* **Exercise data**:
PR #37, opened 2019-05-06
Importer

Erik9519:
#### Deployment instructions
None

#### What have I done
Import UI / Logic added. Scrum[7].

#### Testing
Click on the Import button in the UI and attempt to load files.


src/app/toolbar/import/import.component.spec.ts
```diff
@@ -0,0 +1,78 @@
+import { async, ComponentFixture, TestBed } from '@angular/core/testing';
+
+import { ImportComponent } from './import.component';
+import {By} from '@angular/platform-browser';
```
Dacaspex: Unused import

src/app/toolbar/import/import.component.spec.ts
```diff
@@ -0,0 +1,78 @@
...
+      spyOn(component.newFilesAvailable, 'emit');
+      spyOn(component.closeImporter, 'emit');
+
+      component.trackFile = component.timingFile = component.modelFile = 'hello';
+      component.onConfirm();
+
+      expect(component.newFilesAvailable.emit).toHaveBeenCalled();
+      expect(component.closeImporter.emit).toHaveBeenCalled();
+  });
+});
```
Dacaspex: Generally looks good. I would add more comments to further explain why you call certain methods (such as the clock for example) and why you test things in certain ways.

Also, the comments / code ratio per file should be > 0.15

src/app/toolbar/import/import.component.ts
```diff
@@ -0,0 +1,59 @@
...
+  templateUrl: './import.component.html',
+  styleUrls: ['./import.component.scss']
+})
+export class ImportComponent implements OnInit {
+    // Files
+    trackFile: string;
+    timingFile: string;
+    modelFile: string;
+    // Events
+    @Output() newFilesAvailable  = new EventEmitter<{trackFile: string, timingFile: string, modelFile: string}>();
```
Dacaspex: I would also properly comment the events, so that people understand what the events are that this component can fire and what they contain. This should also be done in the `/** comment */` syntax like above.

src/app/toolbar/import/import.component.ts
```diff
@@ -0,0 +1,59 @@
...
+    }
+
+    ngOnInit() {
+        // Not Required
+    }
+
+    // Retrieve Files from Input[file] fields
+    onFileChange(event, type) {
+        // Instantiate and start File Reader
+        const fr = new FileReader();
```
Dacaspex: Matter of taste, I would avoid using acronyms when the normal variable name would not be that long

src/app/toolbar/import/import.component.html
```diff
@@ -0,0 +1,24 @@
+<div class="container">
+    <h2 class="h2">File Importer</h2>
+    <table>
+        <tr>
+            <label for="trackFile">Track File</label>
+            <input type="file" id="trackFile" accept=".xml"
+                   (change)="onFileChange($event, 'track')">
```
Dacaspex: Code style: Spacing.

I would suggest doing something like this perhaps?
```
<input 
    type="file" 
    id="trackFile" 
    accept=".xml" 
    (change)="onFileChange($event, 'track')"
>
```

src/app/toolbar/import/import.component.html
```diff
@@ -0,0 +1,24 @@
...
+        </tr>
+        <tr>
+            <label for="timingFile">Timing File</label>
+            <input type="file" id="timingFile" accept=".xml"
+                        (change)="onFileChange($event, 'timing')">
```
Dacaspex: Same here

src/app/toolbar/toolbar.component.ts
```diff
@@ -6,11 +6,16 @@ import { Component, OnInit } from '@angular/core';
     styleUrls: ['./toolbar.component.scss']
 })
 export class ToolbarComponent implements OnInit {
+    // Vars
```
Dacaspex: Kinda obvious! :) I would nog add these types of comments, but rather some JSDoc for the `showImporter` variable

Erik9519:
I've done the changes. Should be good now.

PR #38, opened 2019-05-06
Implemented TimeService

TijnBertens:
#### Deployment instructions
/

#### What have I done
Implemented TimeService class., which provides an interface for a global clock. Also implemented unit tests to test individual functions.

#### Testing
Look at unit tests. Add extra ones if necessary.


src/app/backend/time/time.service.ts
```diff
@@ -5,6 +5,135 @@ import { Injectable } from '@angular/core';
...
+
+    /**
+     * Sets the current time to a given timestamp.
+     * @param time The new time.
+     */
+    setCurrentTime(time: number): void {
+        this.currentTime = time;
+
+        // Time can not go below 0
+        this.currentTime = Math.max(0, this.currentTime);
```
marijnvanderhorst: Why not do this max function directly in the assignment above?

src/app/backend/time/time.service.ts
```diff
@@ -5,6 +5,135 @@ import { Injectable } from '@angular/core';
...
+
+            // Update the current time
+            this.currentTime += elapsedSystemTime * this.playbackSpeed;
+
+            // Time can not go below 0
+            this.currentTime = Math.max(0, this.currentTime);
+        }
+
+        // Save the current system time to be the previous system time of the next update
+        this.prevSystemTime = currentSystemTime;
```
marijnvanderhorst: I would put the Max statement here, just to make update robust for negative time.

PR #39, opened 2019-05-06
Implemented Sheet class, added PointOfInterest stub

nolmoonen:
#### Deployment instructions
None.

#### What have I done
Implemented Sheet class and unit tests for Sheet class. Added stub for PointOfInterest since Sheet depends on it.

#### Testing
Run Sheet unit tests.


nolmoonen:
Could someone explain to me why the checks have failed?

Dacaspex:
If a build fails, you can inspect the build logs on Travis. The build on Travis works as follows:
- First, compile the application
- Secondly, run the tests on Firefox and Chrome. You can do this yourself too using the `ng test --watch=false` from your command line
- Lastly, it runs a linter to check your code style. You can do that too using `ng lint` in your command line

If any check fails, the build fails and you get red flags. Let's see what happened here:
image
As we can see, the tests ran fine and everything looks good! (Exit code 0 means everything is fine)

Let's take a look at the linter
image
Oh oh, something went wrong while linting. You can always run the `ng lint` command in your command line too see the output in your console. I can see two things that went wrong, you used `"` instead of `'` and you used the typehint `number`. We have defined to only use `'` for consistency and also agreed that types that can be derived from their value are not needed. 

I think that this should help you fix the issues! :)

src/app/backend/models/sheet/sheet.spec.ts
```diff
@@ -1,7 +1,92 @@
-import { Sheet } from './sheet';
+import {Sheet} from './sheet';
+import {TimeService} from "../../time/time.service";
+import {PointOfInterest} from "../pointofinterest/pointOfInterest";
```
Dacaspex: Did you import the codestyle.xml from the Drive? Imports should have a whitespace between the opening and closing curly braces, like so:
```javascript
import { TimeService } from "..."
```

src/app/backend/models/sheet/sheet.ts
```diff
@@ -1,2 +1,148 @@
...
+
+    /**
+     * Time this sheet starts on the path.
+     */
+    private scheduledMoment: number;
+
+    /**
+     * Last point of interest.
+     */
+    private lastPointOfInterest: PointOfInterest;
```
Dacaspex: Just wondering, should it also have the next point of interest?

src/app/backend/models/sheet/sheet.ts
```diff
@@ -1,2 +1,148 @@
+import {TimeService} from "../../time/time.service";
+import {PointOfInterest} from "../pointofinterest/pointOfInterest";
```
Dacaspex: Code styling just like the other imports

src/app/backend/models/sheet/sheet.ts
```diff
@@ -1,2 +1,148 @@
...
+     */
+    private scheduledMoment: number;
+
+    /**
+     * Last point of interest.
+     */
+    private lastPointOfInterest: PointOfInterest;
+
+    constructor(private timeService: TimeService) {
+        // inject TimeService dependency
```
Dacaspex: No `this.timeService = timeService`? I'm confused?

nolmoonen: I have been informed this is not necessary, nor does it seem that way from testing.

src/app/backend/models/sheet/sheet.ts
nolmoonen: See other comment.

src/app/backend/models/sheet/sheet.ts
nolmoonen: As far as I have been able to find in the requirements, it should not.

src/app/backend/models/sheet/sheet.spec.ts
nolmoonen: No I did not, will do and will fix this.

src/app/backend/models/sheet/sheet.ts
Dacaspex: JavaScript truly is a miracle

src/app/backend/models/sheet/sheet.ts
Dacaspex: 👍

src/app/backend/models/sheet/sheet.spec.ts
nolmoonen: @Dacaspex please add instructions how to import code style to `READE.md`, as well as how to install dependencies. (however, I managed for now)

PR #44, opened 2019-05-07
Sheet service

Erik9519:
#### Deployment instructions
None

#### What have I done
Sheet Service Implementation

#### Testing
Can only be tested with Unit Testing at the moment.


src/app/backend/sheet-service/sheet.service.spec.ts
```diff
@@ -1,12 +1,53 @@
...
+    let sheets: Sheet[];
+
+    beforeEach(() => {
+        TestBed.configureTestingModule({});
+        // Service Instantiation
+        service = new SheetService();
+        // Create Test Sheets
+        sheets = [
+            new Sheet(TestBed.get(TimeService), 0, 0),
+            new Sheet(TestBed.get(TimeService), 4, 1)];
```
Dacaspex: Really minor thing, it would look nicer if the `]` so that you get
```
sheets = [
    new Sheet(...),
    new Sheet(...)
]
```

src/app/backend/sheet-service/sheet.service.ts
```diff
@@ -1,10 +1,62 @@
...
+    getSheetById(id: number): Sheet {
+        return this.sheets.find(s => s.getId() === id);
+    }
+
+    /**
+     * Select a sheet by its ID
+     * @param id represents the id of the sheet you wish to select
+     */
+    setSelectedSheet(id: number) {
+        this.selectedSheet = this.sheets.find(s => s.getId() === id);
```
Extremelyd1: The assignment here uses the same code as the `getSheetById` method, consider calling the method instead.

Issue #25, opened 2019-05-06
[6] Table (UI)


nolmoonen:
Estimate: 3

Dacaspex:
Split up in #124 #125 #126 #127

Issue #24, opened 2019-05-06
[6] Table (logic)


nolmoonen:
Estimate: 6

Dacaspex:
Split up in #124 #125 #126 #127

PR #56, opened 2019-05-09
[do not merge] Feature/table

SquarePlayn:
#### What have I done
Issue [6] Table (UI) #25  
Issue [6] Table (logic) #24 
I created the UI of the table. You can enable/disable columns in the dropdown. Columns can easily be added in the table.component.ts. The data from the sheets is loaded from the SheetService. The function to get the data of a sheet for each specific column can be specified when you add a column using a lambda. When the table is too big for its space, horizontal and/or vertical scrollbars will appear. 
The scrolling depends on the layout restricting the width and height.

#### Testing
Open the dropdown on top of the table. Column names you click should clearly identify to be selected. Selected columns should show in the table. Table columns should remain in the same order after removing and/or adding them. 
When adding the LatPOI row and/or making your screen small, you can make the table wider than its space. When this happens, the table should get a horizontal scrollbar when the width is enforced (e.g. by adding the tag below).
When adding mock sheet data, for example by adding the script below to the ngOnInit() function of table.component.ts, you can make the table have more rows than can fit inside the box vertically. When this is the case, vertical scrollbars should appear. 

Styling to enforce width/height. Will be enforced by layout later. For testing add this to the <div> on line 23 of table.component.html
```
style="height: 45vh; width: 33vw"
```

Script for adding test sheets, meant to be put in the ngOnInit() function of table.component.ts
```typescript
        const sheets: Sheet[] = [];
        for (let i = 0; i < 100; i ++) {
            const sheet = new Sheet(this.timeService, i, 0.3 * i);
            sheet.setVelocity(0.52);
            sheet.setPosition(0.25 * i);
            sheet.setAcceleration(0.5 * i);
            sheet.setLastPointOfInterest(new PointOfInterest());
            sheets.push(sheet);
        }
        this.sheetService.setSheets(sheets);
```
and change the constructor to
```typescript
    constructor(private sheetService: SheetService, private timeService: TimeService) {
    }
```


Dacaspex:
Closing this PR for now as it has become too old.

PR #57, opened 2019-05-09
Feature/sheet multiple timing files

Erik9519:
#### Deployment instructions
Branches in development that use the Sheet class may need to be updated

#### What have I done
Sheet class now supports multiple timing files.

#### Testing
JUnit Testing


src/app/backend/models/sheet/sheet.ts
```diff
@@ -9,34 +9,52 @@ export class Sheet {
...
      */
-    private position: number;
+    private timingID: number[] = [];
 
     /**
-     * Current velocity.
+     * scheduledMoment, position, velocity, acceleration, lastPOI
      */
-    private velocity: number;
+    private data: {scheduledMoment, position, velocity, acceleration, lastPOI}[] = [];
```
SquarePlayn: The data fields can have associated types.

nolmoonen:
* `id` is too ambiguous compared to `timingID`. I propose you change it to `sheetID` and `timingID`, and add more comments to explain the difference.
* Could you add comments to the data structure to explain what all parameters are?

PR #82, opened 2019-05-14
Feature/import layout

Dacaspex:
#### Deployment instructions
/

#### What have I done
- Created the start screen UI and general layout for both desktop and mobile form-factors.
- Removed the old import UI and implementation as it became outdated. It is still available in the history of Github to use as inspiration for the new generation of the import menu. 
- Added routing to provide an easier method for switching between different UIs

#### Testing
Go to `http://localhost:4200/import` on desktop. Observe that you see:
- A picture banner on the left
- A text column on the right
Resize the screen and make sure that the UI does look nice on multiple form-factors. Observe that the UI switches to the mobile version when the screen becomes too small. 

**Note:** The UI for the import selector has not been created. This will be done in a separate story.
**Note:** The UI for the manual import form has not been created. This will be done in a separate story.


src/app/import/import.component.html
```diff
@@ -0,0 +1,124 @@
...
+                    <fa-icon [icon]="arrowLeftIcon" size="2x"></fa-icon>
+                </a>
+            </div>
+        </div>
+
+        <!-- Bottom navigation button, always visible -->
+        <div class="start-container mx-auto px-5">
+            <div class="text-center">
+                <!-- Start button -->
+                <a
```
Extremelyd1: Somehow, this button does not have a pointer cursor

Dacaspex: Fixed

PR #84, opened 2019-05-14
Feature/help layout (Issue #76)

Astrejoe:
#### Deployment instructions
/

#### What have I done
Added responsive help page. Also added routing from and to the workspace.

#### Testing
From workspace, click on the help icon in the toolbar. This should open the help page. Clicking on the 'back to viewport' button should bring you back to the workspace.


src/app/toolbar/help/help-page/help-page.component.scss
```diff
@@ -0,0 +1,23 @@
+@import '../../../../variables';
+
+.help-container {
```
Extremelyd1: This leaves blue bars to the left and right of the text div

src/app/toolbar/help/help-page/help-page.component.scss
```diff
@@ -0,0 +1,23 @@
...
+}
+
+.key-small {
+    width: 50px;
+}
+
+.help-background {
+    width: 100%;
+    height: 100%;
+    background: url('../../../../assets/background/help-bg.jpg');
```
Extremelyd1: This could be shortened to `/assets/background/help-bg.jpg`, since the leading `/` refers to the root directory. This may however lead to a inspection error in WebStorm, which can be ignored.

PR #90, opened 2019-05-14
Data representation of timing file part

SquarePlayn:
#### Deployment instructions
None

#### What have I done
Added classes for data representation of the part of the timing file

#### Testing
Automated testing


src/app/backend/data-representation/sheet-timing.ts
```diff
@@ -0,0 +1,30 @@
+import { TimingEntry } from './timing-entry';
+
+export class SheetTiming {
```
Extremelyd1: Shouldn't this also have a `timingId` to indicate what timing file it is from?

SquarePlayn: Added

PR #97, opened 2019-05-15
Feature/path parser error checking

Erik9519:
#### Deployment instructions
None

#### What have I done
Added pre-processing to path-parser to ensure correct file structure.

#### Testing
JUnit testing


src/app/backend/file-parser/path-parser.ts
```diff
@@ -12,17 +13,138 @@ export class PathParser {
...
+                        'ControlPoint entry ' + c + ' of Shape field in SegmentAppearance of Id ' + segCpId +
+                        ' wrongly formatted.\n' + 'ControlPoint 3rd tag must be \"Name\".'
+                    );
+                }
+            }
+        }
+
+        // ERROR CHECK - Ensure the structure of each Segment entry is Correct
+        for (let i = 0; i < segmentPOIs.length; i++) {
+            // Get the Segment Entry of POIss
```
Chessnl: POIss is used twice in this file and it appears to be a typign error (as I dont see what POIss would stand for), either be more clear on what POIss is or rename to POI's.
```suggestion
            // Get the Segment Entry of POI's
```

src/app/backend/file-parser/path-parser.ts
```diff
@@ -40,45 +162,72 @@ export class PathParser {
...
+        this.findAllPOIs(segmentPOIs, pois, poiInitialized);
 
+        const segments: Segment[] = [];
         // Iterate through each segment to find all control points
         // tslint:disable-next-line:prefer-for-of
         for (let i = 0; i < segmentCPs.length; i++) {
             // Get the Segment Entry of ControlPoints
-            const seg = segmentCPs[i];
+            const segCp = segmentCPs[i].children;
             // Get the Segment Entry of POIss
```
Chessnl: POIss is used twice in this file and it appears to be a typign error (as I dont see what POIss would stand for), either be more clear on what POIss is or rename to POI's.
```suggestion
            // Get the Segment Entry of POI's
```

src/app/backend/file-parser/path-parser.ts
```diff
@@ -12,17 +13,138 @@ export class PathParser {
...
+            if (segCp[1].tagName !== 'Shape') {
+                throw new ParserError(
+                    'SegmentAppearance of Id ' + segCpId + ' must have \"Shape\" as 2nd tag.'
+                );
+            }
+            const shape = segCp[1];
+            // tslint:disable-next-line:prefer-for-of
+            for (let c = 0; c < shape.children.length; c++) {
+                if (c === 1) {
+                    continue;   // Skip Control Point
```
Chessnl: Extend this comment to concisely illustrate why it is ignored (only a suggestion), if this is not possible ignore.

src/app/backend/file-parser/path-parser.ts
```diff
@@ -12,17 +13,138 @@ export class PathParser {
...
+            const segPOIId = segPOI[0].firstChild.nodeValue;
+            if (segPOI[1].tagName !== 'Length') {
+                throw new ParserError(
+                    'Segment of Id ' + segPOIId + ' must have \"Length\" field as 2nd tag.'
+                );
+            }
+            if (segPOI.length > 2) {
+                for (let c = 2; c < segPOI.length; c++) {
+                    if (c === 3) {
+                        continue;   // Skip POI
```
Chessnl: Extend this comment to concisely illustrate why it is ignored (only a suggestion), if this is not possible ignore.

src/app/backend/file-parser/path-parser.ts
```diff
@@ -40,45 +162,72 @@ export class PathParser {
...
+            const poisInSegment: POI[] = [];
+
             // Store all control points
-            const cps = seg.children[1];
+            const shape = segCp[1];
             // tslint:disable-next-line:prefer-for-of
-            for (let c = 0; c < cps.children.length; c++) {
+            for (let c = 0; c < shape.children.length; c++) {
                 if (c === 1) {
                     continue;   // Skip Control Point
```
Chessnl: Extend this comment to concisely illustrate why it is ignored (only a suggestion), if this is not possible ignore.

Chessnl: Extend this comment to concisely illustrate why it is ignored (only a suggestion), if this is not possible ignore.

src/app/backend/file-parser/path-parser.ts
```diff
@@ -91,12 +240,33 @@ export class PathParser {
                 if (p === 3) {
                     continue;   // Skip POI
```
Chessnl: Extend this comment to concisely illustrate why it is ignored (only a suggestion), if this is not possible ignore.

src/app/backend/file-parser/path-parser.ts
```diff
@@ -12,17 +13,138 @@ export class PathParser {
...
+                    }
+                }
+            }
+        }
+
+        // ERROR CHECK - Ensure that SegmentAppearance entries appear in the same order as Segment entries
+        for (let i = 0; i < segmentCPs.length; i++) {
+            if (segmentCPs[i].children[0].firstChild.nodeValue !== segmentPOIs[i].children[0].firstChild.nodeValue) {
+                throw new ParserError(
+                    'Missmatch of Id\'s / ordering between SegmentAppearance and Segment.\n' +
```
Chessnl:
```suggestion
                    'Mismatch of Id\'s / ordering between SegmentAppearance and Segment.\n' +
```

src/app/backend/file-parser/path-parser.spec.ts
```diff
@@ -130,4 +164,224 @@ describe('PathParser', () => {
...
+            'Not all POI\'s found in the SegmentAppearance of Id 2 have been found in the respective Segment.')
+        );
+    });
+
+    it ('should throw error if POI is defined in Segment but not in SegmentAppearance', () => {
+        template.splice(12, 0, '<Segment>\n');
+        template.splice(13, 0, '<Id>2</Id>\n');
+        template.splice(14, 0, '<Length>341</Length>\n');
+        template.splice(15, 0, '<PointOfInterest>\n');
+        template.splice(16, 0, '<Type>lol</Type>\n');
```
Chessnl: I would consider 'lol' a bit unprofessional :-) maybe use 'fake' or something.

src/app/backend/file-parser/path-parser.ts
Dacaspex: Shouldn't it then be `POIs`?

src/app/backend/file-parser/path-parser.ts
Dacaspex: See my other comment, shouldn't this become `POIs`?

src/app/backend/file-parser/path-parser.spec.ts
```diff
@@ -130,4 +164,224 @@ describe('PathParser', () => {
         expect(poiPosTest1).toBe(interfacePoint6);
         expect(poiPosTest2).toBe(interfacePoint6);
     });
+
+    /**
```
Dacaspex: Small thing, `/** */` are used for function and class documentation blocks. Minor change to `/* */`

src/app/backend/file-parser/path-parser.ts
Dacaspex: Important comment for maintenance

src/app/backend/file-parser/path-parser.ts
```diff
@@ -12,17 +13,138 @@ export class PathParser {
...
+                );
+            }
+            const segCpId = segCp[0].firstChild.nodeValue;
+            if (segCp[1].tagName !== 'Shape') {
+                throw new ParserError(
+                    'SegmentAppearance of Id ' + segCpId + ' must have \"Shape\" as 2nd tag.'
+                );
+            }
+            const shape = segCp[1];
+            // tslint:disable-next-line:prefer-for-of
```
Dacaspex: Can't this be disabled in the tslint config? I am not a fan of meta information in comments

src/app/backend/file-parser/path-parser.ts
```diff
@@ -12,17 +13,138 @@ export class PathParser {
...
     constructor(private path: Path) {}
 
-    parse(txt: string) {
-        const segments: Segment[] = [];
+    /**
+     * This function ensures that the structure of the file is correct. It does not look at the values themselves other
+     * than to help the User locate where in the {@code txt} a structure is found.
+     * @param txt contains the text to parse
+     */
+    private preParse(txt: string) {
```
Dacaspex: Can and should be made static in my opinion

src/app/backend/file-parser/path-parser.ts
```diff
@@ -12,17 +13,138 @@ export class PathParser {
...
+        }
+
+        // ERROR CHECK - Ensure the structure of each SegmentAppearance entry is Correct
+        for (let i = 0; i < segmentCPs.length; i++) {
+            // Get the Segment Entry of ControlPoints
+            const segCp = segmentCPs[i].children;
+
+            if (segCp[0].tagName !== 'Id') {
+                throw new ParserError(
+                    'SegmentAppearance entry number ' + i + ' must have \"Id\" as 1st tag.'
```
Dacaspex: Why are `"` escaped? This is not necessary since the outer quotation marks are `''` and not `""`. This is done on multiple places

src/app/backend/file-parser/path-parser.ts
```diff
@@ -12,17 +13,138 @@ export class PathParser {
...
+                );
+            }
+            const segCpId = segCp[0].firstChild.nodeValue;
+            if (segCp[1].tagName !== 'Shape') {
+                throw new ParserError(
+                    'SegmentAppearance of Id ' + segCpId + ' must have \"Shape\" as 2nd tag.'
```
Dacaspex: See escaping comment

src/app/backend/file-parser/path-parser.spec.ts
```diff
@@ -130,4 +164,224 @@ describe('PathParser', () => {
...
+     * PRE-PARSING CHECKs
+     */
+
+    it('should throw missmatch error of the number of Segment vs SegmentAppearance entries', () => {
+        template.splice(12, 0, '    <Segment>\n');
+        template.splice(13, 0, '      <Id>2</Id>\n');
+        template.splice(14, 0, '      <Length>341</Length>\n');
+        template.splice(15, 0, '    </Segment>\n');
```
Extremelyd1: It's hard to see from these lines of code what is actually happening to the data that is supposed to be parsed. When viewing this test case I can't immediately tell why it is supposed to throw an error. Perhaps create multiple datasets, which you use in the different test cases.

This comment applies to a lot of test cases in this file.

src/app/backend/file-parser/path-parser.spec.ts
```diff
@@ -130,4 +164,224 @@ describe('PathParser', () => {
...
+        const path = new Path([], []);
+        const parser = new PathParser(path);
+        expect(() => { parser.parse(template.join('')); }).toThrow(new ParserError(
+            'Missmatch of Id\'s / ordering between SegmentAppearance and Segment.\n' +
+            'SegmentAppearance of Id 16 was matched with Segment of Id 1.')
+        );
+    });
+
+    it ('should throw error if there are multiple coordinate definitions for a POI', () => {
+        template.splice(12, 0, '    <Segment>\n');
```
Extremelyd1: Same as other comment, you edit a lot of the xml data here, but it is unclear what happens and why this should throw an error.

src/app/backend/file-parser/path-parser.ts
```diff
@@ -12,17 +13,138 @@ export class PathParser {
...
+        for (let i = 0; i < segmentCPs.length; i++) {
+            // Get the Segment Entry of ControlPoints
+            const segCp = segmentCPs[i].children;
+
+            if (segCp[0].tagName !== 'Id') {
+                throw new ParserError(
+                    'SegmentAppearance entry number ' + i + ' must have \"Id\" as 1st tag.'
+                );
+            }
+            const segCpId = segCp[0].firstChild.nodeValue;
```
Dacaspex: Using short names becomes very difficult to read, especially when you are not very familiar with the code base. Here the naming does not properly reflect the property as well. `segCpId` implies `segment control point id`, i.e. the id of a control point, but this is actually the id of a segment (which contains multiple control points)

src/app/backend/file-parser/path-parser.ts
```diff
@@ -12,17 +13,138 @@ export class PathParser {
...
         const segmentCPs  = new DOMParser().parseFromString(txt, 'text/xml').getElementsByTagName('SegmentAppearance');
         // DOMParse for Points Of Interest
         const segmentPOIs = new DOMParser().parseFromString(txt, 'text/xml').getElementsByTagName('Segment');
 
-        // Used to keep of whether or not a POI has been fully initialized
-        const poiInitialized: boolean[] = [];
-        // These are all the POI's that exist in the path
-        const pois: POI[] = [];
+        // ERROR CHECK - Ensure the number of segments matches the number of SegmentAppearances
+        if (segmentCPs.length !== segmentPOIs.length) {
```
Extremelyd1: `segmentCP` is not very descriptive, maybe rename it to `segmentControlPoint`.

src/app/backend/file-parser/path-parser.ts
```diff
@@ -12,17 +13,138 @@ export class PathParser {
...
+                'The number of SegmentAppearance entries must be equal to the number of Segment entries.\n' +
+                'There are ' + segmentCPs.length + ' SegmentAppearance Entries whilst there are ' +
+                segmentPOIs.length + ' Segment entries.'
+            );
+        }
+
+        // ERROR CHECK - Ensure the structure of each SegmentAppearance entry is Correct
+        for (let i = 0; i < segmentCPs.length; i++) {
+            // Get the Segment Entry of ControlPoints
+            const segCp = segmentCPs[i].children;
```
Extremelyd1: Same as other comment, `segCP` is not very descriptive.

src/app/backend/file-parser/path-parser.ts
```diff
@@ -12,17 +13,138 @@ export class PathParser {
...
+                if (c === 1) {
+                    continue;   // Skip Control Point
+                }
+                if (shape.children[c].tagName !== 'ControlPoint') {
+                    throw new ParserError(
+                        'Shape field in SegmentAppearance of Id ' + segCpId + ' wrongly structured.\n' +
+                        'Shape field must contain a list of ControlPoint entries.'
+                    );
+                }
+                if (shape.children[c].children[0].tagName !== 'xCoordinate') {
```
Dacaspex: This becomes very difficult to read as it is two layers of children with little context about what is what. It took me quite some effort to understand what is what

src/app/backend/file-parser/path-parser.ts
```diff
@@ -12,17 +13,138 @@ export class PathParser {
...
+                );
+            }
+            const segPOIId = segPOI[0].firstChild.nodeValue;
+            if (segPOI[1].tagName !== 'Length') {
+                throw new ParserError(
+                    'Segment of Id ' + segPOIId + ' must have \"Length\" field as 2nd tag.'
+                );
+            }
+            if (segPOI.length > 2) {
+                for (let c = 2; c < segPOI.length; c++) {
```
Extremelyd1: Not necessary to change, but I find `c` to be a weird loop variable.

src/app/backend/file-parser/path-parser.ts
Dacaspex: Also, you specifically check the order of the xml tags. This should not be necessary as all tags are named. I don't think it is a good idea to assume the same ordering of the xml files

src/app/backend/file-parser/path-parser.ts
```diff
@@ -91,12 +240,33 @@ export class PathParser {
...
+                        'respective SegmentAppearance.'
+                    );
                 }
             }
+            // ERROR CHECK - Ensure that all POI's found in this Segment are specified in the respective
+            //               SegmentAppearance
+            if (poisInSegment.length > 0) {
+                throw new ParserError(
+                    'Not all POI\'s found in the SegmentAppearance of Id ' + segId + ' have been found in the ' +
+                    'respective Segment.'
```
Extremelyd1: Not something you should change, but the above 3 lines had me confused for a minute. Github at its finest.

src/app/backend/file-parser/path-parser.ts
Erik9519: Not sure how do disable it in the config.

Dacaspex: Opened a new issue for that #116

* **About this task**: List each line in the listing that contains the string "Observe".

* **Exercise solution**:
Go to `http://localhost:4200/import` on desktop. Observe that you see:
Resize the screen and make sure that the UI does look nice on multiple form-factors. Observe that the UI switches to the mobile version when the screen becomes too small. 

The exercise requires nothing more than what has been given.